(Saved data entries)
· · ·
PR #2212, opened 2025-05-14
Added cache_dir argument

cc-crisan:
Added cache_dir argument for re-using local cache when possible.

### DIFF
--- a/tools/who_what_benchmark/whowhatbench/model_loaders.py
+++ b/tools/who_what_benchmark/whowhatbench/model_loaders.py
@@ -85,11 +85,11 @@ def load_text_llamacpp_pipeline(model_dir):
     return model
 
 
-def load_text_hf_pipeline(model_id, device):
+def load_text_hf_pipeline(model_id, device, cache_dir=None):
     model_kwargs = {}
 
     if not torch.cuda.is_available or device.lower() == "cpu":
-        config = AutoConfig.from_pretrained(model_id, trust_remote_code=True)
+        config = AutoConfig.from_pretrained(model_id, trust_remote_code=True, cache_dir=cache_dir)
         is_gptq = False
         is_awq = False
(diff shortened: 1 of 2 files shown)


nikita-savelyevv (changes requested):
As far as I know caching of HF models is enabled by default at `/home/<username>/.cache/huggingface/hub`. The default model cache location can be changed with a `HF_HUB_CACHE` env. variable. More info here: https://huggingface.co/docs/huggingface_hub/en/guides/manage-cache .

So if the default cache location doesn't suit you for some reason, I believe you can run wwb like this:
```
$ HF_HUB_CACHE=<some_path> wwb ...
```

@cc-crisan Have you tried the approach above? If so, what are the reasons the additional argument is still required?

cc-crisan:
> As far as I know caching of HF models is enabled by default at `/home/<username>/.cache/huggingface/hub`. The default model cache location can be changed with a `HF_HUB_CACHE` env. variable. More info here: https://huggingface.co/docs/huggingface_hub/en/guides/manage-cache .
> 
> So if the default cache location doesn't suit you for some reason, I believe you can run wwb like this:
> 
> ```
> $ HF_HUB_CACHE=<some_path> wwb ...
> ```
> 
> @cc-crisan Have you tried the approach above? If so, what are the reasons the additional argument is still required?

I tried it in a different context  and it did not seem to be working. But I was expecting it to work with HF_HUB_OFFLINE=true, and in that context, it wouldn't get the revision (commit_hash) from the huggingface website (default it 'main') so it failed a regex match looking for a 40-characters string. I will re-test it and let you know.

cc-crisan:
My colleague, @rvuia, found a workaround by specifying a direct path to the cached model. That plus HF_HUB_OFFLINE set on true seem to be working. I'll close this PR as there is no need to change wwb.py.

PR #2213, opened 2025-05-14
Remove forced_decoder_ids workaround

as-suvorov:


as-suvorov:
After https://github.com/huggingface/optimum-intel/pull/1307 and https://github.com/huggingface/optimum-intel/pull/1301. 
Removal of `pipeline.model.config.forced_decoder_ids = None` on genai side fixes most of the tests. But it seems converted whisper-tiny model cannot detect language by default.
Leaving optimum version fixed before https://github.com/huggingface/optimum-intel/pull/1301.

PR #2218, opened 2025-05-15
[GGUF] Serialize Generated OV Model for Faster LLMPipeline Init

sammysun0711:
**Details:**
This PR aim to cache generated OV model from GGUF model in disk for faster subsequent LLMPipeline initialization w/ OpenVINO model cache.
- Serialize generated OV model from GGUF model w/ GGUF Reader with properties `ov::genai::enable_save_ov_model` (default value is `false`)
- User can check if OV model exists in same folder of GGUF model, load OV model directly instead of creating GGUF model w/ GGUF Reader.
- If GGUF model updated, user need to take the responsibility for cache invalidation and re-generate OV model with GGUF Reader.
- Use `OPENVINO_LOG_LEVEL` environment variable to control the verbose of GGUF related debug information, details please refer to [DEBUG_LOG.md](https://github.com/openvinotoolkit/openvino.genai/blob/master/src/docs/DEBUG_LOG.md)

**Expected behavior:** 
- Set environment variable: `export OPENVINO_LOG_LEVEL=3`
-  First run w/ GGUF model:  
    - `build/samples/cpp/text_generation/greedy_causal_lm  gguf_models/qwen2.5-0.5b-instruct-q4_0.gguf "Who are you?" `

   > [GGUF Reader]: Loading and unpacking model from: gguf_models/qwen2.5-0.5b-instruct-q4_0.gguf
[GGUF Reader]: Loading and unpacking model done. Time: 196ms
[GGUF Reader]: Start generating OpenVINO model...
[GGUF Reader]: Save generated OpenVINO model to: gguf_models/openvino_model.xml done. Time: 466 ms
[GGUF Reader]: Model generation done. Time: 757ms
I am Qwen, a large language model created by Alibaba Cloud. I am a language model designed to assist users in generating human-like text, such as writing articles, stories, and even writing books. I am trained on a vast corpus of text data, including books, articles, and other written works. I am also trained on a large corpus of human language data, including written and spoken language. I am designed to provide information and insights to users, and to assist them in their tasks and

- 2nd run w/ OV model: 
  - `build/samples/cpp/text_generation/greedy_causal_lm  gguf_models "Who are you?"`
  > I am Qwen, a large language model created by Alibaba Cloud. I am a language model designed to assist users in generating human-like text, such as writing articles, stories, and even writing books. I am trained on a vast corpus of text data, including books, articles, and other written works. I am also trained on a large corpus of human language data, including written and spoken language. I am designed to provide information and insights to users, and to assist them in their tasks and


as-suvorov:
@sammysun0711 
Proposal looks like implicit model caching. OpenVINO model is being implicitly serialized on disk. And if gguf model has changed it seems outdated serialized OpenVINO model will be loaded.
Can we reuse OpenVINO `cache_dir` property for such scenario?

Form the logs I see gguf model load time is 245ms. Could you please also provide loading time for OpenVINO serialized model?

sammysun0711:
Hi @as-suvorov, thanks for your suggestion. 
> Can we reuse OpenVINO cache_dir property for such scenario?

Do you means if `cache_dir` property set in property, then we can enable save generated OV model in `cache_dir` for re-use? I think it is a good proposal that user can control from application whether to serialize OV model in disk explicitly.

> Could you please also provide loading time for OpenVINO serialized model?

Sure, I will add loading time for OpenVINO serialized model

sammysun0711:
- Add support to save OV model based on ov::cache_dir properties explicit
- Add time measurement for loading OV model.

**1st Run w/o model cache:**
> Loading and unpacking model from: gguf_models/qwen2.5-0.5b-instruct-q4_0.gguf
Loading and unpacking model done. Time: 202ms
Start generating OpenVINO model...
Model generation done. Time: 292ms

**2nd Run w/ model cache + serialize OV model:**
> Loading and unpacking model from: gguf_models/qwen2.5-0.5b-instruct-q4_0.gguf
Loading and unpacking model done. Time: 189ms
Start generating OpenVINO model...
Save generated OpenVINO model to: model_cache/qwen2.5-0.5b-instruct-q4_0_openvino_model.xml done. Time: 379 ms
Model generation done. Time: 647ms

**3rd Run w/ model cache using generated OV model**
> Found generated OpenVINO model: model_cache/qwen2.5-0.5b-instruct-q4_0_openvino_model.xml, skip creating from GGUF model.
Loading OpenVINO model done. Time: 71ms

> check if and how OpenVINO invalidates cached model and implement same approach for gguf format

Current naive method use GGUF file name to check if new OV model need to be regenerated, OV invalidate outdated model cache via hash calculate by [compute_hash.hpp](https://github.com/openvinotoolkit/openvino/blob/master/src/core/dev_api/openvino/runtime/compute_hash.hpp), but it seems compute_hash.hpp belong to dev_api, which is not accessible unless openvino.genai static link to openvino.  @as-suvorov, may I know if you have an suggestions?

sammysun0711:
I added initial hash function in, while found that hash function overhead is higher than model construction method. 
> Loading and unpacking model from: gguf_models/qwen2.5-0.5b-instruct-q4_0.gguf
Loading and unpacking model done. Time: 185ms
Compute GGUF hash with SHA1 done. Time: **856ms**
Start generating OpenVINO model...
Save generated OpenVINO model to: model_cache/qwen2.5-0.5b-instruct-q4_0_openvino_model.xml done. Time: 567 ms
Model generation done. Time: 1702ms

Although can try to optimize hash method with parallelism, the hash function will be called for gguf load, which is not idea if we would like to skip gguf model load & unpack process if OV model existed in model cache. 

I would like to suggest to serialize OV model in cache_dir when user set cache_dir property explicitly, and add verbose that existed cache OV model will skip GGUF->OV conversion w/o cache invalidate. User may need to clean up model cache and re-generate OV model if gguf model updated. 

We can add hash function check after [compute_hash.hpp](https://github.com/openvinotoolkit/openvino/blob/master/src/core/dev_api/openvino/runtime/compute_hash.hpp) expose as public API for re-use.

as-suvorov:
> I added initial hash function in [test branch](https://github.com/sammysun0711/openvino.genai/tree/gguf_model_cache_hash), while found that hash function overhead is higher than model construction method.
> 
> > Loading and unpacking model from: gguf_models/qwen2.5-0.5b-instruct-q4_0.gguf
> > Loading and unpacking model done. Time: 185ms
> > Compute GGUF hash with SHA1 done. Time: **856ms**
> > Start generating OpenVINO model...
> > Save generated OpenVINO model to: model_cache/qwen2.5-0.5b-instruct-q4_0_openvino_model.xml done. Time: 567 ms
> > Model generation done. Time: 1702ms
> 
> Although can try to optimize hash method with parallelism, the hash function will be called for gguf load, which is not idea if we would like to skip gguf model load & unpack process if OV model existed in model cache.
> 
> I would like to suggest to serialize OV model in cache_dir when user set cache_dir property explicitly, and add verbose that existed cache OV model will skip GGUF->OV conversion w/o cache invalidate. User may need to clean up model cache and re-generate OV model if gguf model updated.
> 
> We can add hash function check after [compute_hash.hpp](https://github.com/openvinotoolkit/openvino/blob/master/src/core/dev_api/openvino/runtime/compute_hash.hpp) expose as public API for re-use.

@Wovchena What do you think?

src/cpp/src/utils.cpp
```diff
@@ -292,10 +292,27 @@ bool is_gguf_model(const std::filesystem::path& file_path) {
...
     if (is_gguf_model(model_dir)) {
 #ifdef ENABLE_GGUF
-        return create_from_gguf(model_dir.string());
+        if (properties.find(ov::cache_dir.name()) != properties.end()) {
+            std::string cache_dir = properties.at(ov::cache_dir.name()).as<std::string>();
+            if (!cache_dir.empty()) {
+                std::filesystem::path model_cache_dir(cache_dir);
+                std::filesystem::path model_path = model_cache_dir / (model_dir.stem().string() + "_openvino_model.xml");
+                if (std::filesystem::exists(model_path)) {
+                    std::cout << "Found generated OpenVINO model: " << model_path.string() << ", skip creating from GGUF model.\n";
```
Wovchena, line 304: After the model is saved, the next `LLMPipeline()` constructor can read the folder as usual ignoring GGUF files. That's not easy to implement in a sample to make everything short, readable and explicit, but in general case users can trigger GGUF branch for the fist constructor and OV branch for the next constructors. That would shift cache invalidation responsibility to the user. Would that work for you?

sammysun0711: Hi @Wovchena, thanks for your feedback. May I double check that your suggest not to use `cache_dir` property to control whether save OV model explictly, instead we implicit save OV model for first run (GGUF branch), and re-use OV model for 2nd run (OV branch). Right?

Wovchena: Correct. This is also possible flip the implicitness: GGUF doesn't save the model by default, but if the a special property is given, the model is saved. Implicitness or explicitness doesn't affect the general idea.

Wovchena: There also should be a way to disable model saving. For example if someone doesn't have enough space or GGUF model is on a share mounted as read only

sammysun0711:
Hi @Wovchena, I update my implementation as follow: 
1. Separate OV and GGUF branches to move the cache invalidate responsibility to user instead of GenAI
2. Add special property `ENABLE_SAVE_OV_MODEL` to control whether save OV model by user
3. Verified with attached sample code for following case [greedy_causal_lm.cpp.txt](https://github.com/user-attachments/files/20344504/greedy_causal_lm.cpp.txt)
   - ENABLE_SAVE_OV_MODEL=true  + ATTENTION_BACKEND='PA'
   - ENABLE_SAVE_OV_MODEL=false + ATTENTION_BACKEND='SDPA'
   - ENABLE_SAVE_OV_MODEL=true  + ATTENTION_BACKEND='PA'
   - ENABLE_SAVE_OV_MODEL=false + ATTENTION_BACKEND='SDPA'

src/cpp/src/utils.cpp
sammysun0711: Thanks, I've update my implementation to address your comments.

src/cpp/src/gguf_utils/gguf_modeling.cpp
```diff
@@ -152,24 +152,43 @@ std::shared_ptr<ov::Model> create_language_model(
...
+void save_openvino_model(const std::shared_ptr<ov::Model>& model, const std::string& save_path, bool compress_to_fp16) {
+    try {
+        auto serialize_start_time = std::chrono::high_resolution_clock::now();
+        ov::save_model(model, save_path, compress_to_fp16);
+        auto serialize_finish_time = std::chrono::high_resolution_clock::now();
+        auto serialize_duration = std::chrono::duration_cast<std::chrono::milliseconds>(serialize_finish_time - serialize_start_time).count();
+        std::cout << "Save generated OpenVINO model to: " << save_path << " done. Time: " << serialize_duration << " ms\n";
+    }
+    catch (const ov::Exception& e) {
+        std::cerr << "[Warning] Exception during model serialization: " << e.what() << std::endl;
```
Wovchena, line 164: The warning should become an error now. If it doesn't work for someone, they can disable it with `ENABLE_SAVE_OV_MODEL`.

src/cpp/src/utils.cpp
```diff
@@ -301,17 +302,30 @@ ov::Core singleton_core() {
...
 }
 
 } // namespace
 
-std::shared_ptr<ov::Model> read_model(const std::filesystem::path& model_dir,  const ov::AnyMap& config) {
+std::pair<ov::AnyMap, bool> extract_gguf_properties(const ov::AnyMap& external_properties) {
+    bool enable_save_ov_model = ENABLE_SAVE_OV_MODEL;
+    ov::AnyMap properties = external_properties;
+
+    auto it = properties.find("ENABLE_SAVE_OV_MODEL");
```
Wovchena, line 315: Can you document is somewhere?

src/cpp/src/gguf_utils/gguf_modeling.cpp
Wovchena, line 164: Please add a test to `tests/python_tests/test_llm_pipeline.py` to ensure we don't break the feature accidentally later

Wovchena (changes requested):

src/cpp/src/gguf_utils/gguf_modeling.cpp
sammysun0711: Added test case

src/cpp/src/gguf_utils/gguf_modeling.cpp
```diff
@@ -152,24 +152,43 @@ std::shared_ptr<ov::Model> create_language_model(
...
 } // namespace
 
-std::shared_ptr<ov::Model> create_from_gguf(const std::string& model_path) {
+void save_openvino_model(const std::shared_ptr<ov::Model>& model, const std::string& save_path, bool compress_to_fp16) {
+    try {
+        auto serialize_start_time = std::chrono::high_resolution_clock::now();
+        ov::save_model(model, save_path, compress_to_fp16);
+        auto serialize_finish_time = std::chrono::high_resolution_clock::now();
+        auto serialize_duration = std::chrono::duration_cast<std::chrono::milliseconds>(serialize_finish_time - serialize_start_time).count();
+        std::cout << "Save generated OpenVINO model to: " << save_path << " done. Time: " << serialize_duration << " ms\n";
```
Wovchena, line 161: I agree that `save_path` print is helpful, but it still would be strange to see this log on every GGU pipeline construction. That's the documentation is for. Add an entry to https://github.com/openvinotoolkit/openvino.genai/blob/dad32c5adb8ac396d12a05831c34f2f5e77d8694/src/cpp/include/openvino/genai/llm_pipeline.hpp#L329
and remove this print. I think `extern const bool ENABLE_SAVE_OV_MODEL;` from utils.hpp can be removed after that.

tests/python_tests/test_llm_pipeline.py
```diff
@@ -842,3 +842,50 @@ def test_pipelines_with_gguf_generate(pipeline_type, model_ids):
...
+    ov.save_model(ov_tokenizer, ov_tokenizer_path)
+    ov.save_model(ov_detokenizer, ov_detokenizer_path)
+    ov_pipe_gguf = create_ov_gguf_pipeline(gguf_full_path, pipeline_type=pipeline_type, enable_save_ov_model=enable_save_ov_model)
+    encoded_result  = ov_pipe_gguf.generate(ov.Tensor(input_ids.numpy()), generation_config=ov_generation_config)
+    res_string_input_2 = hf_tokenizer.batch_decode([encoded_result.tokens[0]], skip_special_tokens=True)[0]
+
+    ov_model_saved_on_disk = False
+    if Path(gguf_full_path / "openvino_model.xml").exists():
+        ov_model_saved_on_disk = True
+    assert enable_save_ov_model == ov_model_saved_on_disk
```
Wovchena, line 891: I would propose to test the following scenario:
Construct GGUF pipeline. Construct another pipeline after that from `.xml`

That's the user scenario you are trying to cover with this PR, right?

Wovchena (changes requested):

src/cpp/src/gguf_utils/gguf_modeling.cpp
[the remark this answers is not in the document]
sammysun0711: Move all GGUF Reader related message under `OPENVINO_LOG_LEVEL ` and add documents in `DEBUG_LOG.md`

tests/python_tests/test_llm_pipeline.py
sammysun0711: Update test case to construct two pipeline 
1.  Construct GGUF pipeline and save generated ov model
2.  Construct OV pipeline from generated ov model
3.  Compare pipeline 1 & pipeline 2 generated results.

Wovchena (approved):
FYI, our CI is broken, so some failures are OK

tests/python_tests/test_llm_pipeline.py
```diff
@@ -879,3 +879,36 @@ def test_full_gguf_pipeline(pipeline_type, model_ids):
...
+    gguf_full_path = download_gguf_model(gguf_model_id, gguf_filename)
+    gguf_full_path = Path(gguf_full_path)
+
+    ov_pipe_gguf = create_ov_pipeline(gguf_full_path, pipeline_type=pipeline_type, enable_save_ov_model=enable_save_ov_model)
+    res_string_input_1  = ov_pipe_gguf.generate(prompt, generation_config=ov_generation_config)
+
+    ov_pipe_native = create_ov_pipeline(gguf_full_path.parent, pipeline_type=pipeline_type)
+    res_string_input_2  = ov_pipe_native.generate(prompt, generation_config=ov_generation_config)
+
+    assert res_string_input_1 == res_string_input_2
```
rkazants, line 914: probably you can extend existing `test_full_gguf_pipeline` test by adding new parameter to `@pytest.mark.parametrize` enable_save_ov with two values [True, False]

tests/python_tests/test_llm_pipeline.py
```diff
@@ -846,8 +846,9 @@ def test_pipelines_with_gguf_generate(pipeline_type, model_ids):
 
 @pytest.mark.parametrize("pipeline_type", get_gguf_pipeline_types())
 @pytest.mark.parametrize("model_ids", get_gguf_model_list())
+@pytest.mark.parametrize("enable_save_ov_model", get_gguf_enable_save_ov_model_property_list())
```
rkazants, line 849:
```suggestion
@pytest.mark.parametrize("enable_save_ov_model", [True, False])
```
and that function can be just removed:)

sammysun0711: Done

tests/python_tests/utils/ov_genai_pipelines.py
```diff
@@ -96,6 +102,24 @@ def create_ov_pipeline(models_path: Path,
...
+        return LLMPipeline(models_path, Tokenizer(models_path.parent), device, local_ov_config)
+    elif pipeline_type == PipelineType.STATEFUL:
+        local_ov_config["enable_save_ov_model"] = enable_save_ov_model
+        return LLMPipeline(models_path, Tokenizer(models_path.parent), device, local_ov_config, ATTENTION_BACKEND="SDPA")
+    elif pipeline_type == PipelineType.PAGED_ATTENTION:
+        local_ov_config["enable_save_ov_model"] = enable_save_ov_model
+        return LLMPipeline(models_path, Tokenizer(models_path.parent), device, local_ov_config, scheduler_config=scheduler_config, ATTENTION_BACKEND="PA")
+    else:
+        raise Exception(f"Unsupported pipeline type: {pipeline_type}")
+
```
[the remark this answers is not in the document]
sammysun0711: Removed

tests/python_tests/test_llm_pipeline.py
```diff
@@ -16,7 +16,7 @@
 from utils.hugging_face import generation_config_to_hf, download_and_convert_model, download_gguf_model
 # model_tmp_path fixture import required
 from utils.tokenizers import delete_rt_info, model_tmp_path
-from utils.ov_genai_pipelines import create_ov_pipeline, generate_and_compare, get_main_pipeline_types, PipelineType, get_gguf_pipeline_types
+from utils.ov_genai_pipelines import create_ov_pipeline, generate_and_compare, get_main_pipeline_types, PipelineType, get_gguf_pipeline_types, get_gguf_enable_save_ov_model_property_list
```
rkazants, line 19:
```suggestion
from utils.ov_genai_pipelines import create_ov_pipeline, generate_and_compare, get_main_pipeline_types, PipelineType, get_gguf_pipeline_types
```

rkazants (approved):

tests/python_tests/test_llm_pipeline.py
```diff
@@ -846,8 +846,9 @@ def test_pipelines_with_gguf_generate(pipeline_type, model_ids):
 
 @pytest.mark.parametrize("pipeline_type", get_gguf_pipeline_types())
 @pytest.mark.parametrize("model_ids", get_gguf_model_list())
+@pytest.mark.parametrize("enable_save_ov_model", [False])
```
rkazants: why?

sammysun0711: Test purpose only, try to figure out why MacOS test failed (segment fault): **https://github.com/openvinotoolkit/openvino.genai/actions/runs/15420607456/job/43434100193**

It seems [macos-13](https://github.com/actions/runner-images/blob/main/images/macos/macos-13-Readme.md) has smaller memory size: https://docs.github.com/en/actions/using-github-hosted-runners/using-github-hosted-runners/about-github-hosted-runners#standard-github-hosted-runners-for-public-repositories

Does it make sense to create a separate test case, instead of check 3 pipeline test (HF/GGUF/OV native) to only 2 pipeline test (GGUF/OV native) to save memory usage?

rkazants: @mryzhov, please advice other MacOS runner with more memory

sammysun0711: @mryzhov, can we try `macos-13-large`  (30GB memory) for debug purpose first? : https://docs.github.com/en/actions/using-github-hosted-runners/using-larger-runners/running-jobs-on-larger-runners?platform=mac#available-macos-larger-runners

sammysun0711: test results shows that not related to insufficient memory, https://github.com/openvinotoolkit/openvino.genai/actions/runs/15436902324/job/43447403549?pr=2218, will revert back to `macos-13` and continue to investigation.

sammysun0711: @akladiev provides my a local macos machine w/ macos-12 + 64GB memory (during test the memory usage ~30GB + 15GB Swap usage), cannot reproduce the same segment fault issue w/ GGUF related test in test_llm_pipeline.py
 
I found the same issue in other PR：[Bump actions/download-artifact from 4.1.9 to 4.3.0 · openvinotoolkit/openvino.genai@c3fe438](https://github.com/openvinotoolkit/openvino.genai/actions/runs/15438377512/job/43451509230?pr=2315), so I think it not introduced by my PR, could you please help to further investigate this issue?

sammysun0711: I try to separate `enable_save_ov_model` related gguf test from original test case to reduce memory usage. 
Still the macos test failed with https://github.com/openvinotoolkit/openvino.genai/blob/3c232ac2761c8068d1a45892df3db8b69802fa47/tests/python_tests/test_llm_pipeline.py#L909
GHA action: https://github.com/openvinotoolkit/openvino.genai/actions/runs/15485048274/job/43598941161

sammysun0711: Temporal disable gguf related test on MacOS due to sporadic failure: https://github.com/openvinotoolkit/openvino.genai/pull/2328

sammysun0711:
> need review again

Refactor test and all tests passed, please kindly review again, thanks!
· · ·
EXERCISE PROMPT: Go through the data above and copy each line that holds the word "suit".

EXERCISE SOLUTION:
So if the default cache location doesn't suit you for some reason, I believe you can run wwb like this:
> So if the default cache location doesn't suit you for some reason, I believe you can run wwb like this:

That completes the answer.